Painting a vivid picture of the Anuradhapura situation, Harrison accused the government of adapting a dual policy — one which calls for increased food production to avert future famines and a disastrous food importation policy which kills the local industry.
"This country today imports from kurakkan to kankun, but the minister is too busy absorbing his entire family and therefore forgets what he should be doing to resurrect the sagging agricultural sector" he opined.
While both the food importation and agricultural policies came under opposition fire, it was Rukman Senanayake who provided food for thought with some startling facts and figures of the local agricultural industry.
There was a general decline, he noted and claimed that production had drastically reduced. While rice production has fallen by a mammoth 78%, potatoes by 62%, chillies by 51%, kurakkan by 31% and in general, everything experienced a sharp decline, he noted with concern.
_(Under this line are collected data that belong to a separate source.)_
PR #350, opened 2016-01-19
terminal/command: bugfix: goroutines doesn't work without arguments

aarzilli:
Splitting an empty string results in a one element array with a
single empty string element.

See: http://play.golang.org/p/EzVX64Q82A


derekparker:
Thanks, LGTM. We really need some e2e tests to make sure regressions like this don't happen.

aarzilli:
agreed.

PR #351, opened 2016-01-20
proc: Single step only "current" thread

derekparker:
Instead of the `step` command single stepping every thread, instead only
step the "current" thread. This fixes a few issues surrounding single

Your policy of food importation is killing the local producer. Today, rice was either dirt cheap or destroyed by farmers who are unable to sell them at all. And the millers are also having a tough time" he noted.
The grandson of the illustrious D.S. Senanayake with a passion for Raja Rata sounded hurt that an agricultural country like Sri Lanka has adapted drastic importation policies which literally sent the farmers to their graves.
"Polonnaruwa has over 95% of its population growing paddy. Such industrious people have to now starve because they cannot sell paddy at a reasonable price. Have a plan, reduce importation and restrict that to short periods when local production is low " he urged.
And he ended with another truism — that while other countries had policies to protect the local industries, Sri Lanka only had policies which effectively killed local industries.